On the other hand, LRRK2 mutations have not been found to be associated with RBD in PD patients [61]. Patients with PD due to LRRK2 mutations tend to have a less aggressive course with a less rapid cognitive decline, less autonomic dysfunction, and less RBD [62, 63].

9 Circadian Disruption in PD

Recent literature suggests that there may be a disruption in circadian rhythm in PD [64]. This disruption is not surprising given the role of dopamine on the circadian regulation and may be a result of differences in neuronal firing in the suprachiasmatic nucleus found in animal models of PD [64]. Compared to healthy controls, the circadian rhythm of hormonal markers including melatonin is blunted in PD patients [64], which can contribute to excessive daytime sleepiness in PD patients.

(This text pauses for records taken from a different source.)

PR #3935, opened 2024-08-06
NFDIV-4237 Cron to resend AosResponseDocumentPack for affected cases

BWeeks-JusticeGovUK:
https://tools.hmcts.net/jira/browse/NFDIV-4237


src/main/java/uk/gov/hmcts/divorce/common/service/task/ResendJSCitizenAOSResponseLetters.java
```diff
@@ -0,0 +1,42 @@
...
+    private final ResendJudicialSeparationCitizenAosResponseNotification resendJudicialSeparationCitizenAosResponseNotification;
+
+    private final NotificationDispatcher notificationDispatcher;
+
+    @Override
+    public CaseDetails<CaseData, State> apply(CaseDetails<CaseData, State> details) {
+        final var data = details.getData();
+
+        try {
+            notificationDispatcher.send(resendJudicialSeparationCitizenAosResponseNotification, data, details.getId());
```
DelythJustice, line 32: I think you could have the flag check before the send rather than further in, but if you want extra logs confirming letter not resent then it's fine

DelythJustice (approved):

src/main/java/uk/gov/hmcts/divorce/systemupdate/schedule/SystemRegenerateJsCitizenAosResponseLetterTask.java
```diff
@@ -0,0 +1,90 @@
...
+    @Override
+    public void run() {
+        log.info("SystemRegenerateJsCitizenAosResponseCoverLetterTask started");
+        try {
+            final User user = idamService.retrieveSystemUpdateUserDetails();
+            final String serviceAuth = authTokenGenerator.generate();
+
+            List<Long> caseIds = taskHelper.loadCaseIds(CASE_ID_CSV);
+            final BoolQueryBuilder query = boolQuery()
+                .filter(QueryBuilders.termsQuery("reference", caseIds));
```
adamg-hmcts, line 62: How about filtering by the `JsCitizenAosResponseLettersResent` flag here or checking the flag before triggering the task on line 67? 🤔 It would allow us to avoid [this logging](https://github.com/hmcts/nfdiv-case-api/pull/3935/files#diff-a44b64cc6ce5cb2549f04f52d49a57cbb0c4c8d2a6fcfbb15ac1f71da5279aefR47)

BWeeks-JusticeGovUK: I thought it would be useful to be able to confirm if a something was getting skipped (just in case).

adamg-hmcts: I suppose a bigger problem with filtering at the end is we could put the event in case history multiple times when it does nothing. The extra logging and wasted work of calling the event/task multiple times probably aren't an issue if it's a small migration

BWeeks-JusticeGovUK: It's sub 60 cases this time, so very small.  I'll have a think about it anyway.  Can probably get the best of both by moving the log entry.

adamg-hmcts (dismissed):

DelythJustice (approved):

PR #3980, opened 2024-08-23
NFDIV-4243 CW requests for Information - Sole cases

BWeeks-JusticeGovUK:
Request for Information Feature Branch

Due to be merged on the 11/12/24


src/main/java/uk/gov/hmcts/divorce/caseworker/event/CaseworkerRequestForInformationJoint.java
```diff
@@ -0,0 +1,119 @@
...
+    private final RequestForInformationNotification requestForInformationNotification;
+
+    private final NotificationDispatcher notificationDispatcher;
+
+    @Override
+    public void configure(final ConfigBuilder<CaseData, State, UserRole> configBuilder) {
+        new PageBuilder(configBuilder
+            .event(CASEWORKER_REQUEST_FOR_INFORMATION_JOINT)
+            .forAllStates()
+            .name("Request For Information")
```
FaisalMoJ, line 53: This could be replaced with a constant as it is repeated multiple times

src/main/java/uk/gov/hmcts/divorce/caseworker/event/CaseworkerRequestForInformationJoint.java
```diff
@@ -0,0 +1,119 @@
...
+            .description("Request for information")
+            .showCondition("applicationType=\"jointApplication\"")
+            .showSummary()
+            .showEventNotes()
+            .endButtonLabel("Submit")
+            .aboutToSubmitCallback(this::aboutToSubmit)
+            .grant(CREATE_READ_UPDATE, CASE_WORKER)
+            .grantHistoryOnly(SUPER_USER, LEGAL_ADVISOR, JUDGE, SOLICITOR, CITIZEN, JUDGE))
```
FaisalMoJ, line 61: I believe citizen cannot view history via XUI so may be remove it from history list?

src/main/java/uk/gov/hmcts/divorce/divorcecase/model/RequestForInformation.java
```diff
@@ -0,0 +1,78 @@
...
+
+    @CCD(
+        label = "Email address",
+        typeOverride = Email,
+        access = {DefaultAccess.class}
+    )
+    private String requestForInformationEmailAddress;
+
+    @CCD(
+        label = "Secondary Name",
```
FaisalMoJ, line 53: Label casing is inconsistent i.e some starts with first word capital and rest lower case

src/main/java/uk/gov/hmcts/divorce/caseworker/event/CaseworkerRequestForInformationSole.java
```diff
@@ -0,0 +1,119 @@
...
+    private final RequestForInformationNotification requestForInformationNotification;
+
+    private final NotificationDispatcher notificationDispatcher;
+
+    @Override
+    public void configure(final ConfigBuilder<CaseData, State, UserRole> configBuilder) {
+        new PageBuilder(configBuilder
+            .event(CASEWORKER_REQUEST_FOR_INFORMATION_SOLE)
+            .forAllStates()
+            .name("Request For Information")
```
FaisalMoJ, line 53: Same as the comment on joint class

src/main/java/uk/gov/hmcts/divorce/caseworker/event/CaseworkerRequestForInformationJoint.java
```diff
@@ -0,0 +1,119 @@
...
+            .page("requestForInformation", this::midEvent)
+            .pageLabel("Request For Information")
+            .complex(CaseData::getRequestForInformationList)
+                .complex(RequestForInformationList::getRequestForInformation)
+                    .mandatory(RequestForInformation::getRequestForInformationJointParties)
```
adamg-hmcts, line 66: We could set the options that will be available to choose from as the request for information parties in an aboutToStart or have 2 versions of the input with a show condition based on application type? It could help us avoid duplicating the event

src/main/java/uk/gov/hmcts/divorce/caseworker/event/CaseworkerRequestForInformationSole.java
```diff
@@ -0,0 +1,119 @@
...
+        if (!errors.isEmpty()) {
+            return AboutToStartOrSubmitResponse.<CaseData, State>builder()
+                .errors(errors)
+                .build();
+        }
+
+        return AboutToStartOrSubmitResponse.<CaseData, State>builder()
+            .data(details.getData())
+            .build();
+    }
```
adamg-hmcts, line 89: I think the notification client provides a useful error when information is invalid? Maybe we could reuse that/let it propagate from the aboutToSubmit callback rather than validating emails here and including validation logic in the helper

BWeeks-JusticeGovUK: Possibly?  This is essentially the same logic used for general emails.

src/main/java/uk/gov/hmcts/divorce/caseworker/event/CaseworkerRequestForInformationJoint.java
BWeeks-JusticeGovUK: If you setvup the list in aboutToStart you have to use a dynamic list, which doesn't work with show conditions, so you can't hide/show the text inputs on demand unfortunately.  A fixed list is the only way to handle those.

If you use multiple dropdowns, you need a valid show condition.  They need to be based on a field used in the event, and the event doesn't require applicationType, which means you end up with a visible field that isn't necessary.  I spent a while trying to work around that, but couldn't find an obvious solution.

adamg-hmcts: For a show condition to work, I was thinking we could get application type by using a readOnly field that's always hidden - we have similar config in CaseworkerOfflineDocumentVerified:
`.readonlyNoSummary(CaseData::getApplicationType, ALWAYS_HIDE)`

src/main/java/uk/gov/hmcts/divorce/divorcecase/model/RequestForInformation.java
BWeeks-JusticeGovUK: Fixed

src/main/java/uk/gov/hmcts/divorce/caseworker/event/CaseworkerRequestForInformationJoint.java
BWeeks-JusticeGovUK: Fixed

src/main/java/uk/gov/hmcts/divorce/caseworker/event/CaseworkerRequestForInformationHelper.java
```diff
@@ -0,0 +1,167 @@
...
+        final RequestForInformation requestForInformation = caseData.getRequestForInformationList().getRequestForInformation();
+        final String emailAddress = isRepresented ? applicant.getSolicitor().getEmail() : applicant.getEmail();
+        final String name = isRepresented ? applicant.getSolicitor().getName() : applicant.getFullName();
+        if (TRUE.equals(setSecondary)) {
+            requestForInformation.setRequestForInformationSecondaryEmailAddress(emailAddress);
+            requestForInformation.setRequestForInformationSecondaryName(name);
+        } else {
+            requestForInformation.setRequestForInformationEmailAddress(emailAddress);
+            requestForInformation.setRequestForInformationName(name);
+        }
```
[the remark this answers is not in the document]
adamg-hmcts: Ah I haven't seen a design for the new tab and I was comparing to how we display information for general emails and NoC:
image
We show the target party that was entered in the event and then a caseworker could figure out the details of the target if they would like to. I was thinking about whether doing the same here could make the code simpler and reduce the chance of bugs, although I appreciate the extra detail could be useful

src/main/java/uk/gov/hmcts/divorce/caseworker/event/CaseworkerRequestForInformationJoint.java
BWeeks-JusticeGovUK: Resolved, per slack discussion.

adamg-hmcts (approved):

DelythJustice (approved):

adamg-hmcts (dismissed):

adamg-hmcts (dismissed):

adamg-hmcts (approved):

PR #3991, opened 2024-09-04
NFDIV-4303 Remove access to certain case tabs for respondent solicitor

pallavijustice:
### Change description ###

Remove access to History , conditional order and Outcome of conditional order tab for respondent's solicitor. 

https://tools.hmcts.net/jira/browse/NFDIV-4303


src/main/java/uk/gov/hmcts/divorce/divorcecase/tab/ApplicationHistoryTab.java
```diff
@@ -0,0 +1,37 @@
...
+
+import static uk.gov.hmcts.divorce.divorcecase.model.UserRole.APPLICANT_1_SOLICITOR;
+import static uk.gov.hmcts.divorce.divorcecase.model.UserRole.APPLICANT_2_SOLICITOR;
+import static uk.gov.hmcts.divorce.divorcecase.model.UserRole.CASE_WORKER;
+import static uk.gov.hmcts.divorce.divorcecase.model.UserRole.JUDGE;
+import static uk.gov.hmcts.divorce.divorcecase.model.UserRole.LEGAL_ADVISOR;
+import static uk.gov.hmcts.divorce.divorcecase.model.UserRole.SUPER_USER;
+
+@Component
+public class ApplicationHistoryTab implements CCDConfig<CaseData, State, UserRole> {
```
adamg-hmcts, line 18: Nitpick: Event history or case history might be more consistent with the naming we use in conversation with service?
```suggestion
public class EventHistoryTab implements CCDConfig<CaseData, State, UserRole> {
```

src/main/java/uk/gov/hmcts/divorce/divorcecase/tab/CaseTypeTab.java
```diff
@@ -475,6 +507,24 @@ private void buildOutcomeOfConditionalOrderTab(ConfigBuilder<CaseData, State, Us
...
+                    AwaitingClarification,
+                    AwaitingAmendedApplication,
+                    AwaitingPronouncement,
+                    ClarificationSubmitted,
+                    LAReview,
+                    SeparationOrderGranted
+                )
+            );
+        addOutcomeOfConditionalOrderTabFields(tabBuilder);
+    }
```
adamg-hmcts, line 526: Nitpick: If we move this above `addOutcomeOfConditionalOrderTabFields` it will be sat next to the equivalent method for applicant 1 solicitor and easier for someone to compare the two versions of the tab.

I also wonder whether we could pass the first part of the showCondition (`"applicationType=\"jointApplication\""`) into addOutcomeOfConditionalOrderTabFields() and put the duplicated show condition code in the shared method? e.g:

```
private void addOutcomeOfConditionalOrderTabFields(final Tab.TabBuilder<CaseData, UserRole> tabBuilder, String showCondition) {
  tabBuilder.showCondition(showCondition + " AND coGranted=\"*\" OR "
                    + showForState(
                    AwaitingAdminClarification,
                    AwaitingClarification,
                    AwaitingAmendedApplication,
                    AwaitingPronouncement,
                    ClarificationSubmitted,
                    LAReview,
                    SeparationOrderGranted
                )
            )
}
```

adamg-hmcts (dismissed):

src/main/java/uk/gov/hmcts/divorce/divorcecase/tab/ApplicationHistoryTab.java
pallavijustice: Had to name it so since the ccd config generator would otherwise pick up the ApplicationTab.java first and CaseTypeTab next and assign TabOrder of lower values to the tabs in these files. This means that History tab would be last.
The only other way around it to force a sequence in which ccd config generator would pickup files in this directory.

pallavijustice: Fiel renamed to ApplicationEventHistory.java

adamg-hmcts (dismissed):

adamg-hmcts (approved):

PR #4312, opened 2025-02-05
NFDIV-4660 Prevent AoS Tab showing fields if AoS is not submitted

BWeeks-JusticeGovUK:
https://tools.hmcts.net/jira/browse/NFDIV-4660


src/main/java/uk/gov/hmcts/divorce/divorcecase/tab/CaseTypeTab.java
```diff
@@ -95,6 +95,15 @@ public class CaseTypeTab implements CCDConfig<CaseData, State, UserRole> {
...
 
+    private static final String AOS_SUBMITTED = "dateAosSubmitted=\"*\"";
+    private static final String AOS_SUBMITTED_APP_2_ONLINE = "dateAosSubmitted=\"*\" AND applicant2Offline=\"No\"";
+    private static final String AOS_SUBMITTED_APP_2_OFFLINE = "dateAosSubmitted=\"*\" AND applicant2Offline=\"Yes\"";
+    private static final String AOS_SUBMITTED_NO_JURISDICTION = "dateAosSubmitted=\"*\" AND jurisdictionAgree=\"No\"";
+    private static final String AOS_SUBMITTED_APP_2_REPRESENTED = "dateAosSubmitted=\"*\" AND applicant2SolicitorRepresented=\"Yes\"";
+    private static final String AOS_SUBMITTED_APP_2_PRIVATE_REPRESENTED =
+        "dateAosSubmitted=\"*\" AND applicant2ContactDetailsType!=\"private\" AND applicant2SolicitorRepresented!=\"Yes\"";
+    private static final String AOS_SUBMITTED_STATEMENT_OF_TRUTH = "dateAosSubmitted=\"*\" AND statementOfTruth!=\"*\"";
+
```
adamg-hmcts, line 106: It's quite detailed - do you think it would be enough to use dateAosSubmitted as a tab show condition to address the incident and leave these other conditions out? It could keep the code simpler and extra conditions are potential bugs in the future if CTSC don't agree with them or we forget to update them after some future change to the events

BWeeks-JusticeGovUK: @adamg-hmcts The only change was adding dateAosSubmitted - the other conditions were already in place, so I don't think there should be any complaints from CTSC there.

adamg-hmcts: @BWeeks-JusticeGovUK Oh good, sorry I missed that. There's that tab showCondition on line 158 that we could update, as it looks like visibility of all the fields is dependent on dateAosSubmitted?

BWeeks-JusticeGovUK: @adamg-hmcts Yeah you're quite right!  Change made!

adamg-hmcts (approved):

PR #4368, opened 2025-03-05
NFDIV-4670 Add Validations in CW events to allow only valid characters in names

pallavijustice:
### Change description ###

Add Validations in CW events to allow only valid characters in names

https://tools.hmcts.net/jira/browse/NFDIV-4670


FaisalMoJ (dismissed):

src/test/java/uk/gov/hmcts/divorce/caseworker/event/CaseworkerAmendCaseTest.java
```diff
@@ -69,4 +69,45 @@ void shouldNotReturnErrorIfMarriageDateMoreThanOneYearPriorToApplicationSubmitte
...
+
+    @Test
+    void shouldReturnErrorIfMarriageDetailsApplicantNamesHaveInvalidCharacters() {
+        final CaseData caseData = caseDataWithMarriageDate();
+        caseData.getApplication().setDateSubmitted(LocalDateTime.now());
+        caseData.getApplication().getMarriageDetails().setDate(
+            LocalDate.from(caseData.getApplication().getDateSubmitted().minusYears(1).minusDays(1))
+        );
+        caseData.getApplication().getMarriageDetails().setApplicant1Name("Inva(id App1Name");
+        caseData.getApplication().getMarriageDetails().setApplicant2Name("Inva(id App2Name");
```
adamg-hmcts, line 81: ValidationUtil is responsible for the character checks and we could have a simple test in each of these classes to verify they delegate to ValidationUtil, then test format validations in detail in ValidationUtil tests

A downside of doing it like this, is when ValidationUtil changes, it can mean tests for many other classes also have to be adjusted

pallavijustice: How do you suggest I do that. Is there a way I can check that invocation of the static method within ValidationUtil?

adamg-hmcts (approved):

PR #4415, opened 2025-03-26
NFDIV-4777 - Updates for change in fees impacting NFD

pallavijustice:
### Change description ###

Enter a description.

https://tools.hmcts.net/jira/browse/NFDIV-4777


src/main/java/uk/gov/hmcts/divorce/divorcecase/model/ConditionalOrderQuestions.java
```diff
@@ -103,7 +103,7 @@ public class ConditionalOrderQuestions {
     @CCD(
         label = "Do you need to change your application or add anything?",
         hint = "If you change or add anything which means your application has to be sent to your "
-            + "husband/wife again you may have to pay a £95 fee"
+            + "husband/wife again you may have to pay a £59 fee"
```
adamg-hmcts, line 106: Do you know where we use this hint? I'm not sure we show it anywhere and thinking it could be simpler to remove the fee amount, as it will mean we don't need to change this yearly and can release this code immediately

pallavijustice: It doesn't get used anywhere so I will ask Fubara if we can change the sentence.

pallavijustice: Fee amount removed from hint

adamg-hmcts (dismissed):

adamg-hmcts (approved):

PR #4419, opened 2025-03-28
NFDIV-4714 Applicant Options flow - Happy path

BWeeks-JusticeGovUK:
https://tools.hmcts.net/jira/browse/NFDIV-4714


src/main/java/uk/gov/hmcts/divorce/divorcecase/model/CaseData.java
```diff
@@ -380,6 +380,13 @@ public class CaseData {
     @Builder.Default
     private PartyFlags partyFlags = new PartyFlags();
 
+    @JsonUnwrapped
+    @CCD(
+        label = "General Application Options",
+        access = {DefaultAccess.class}
+    )
+    private GeneralApplicationOptions generalApplicationOptions;
```
adamg-hmcts, line 388: When we get to both applicants being able to put in a general app, I think they could both have options to fill in and be doing it simultaneously. Thinking that to make sure we can reuse this, it could be safest to save it on Applicant.java - it's also owned by one specific citizen if that makes sense 🤔

We can set `searchable = false` with the newer version of config gen, to prevent fields being indexed and causing our ES index to get big. Might be worth doing here as Izzy suggested CTSC won't need this info and it seems unlikely we'll be using it in a search filter or cron

adamg-hmcts (approved):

There exists a growing literature on treatments focused on circadian rhythm in PD, namely light therapy. Light therapy is a noninvasive and nonpharmacologic treatment that is becoming increasingly utilized for sleep dysfunction (and even motor symptoms and other non-motor symptoms such as mood) in PD [65, 66]. Light therapy (LT) is administered most commonly as a bright light, but green and blue light therapy are also used. LT should be given on a scheduled basis and timing is important to avoid phase advances or delays of the circadian rhythm. LT, therefore, should be administered right after usual wake time or around the time of usual sleep time.

10 Conclusion

Problems with sleep are a very common non-motor symptom of PD and can be caused by multiple different sleep disorders that are seen with PD, including sleep fragmentation, excessive daytime sleepiness, obstructive sleep apnea, REM sleep behavior disorder, restless legs syndrome, altered sleep-wake cycle, periodic limb movements, and nocturia. Circadian disruption also likely plays a major role in contributing to several of these sleep disorders. All of the sleep disorders seen in PD can cause significant disability in these patients as their disease progresses. Both pharmacologic and conservative, nonpharmacologic therapies are available for all of these sleep disorders, prompting early evaluation and diagnosis of sleep disorders in PD patients. A growing body of literature reveals several genetic associations between sleep and PD. Knowledge about genetic mutations and their association with sleep in PD is likely to help with prognosis and set expectations for disease course including the development of sleep disorders and will hopefully lead to individualized therapeutic approaches such as gene therapy in the future.

Key Points

  1. 1.

    Sleep disorders in patients with PD have the propensity to become increasingly disabling with a significant impact on quality of life with greater severity and duration of disease.

  2. 2.

    Pharmacologic and nonpharmacologic treatments are available for all of the sleep disorders seen in patients with PD; hence, an early evaluation and diagnosis of sleep problems in PD patients is warranted.

  3. 3.

    Increasing our knowledge regarding genetic associations with sleep in PD is likely to help predict specific types of sleep disorders seen with specific genetic mutation carriers and allows an individualized therapeutic approach in the future.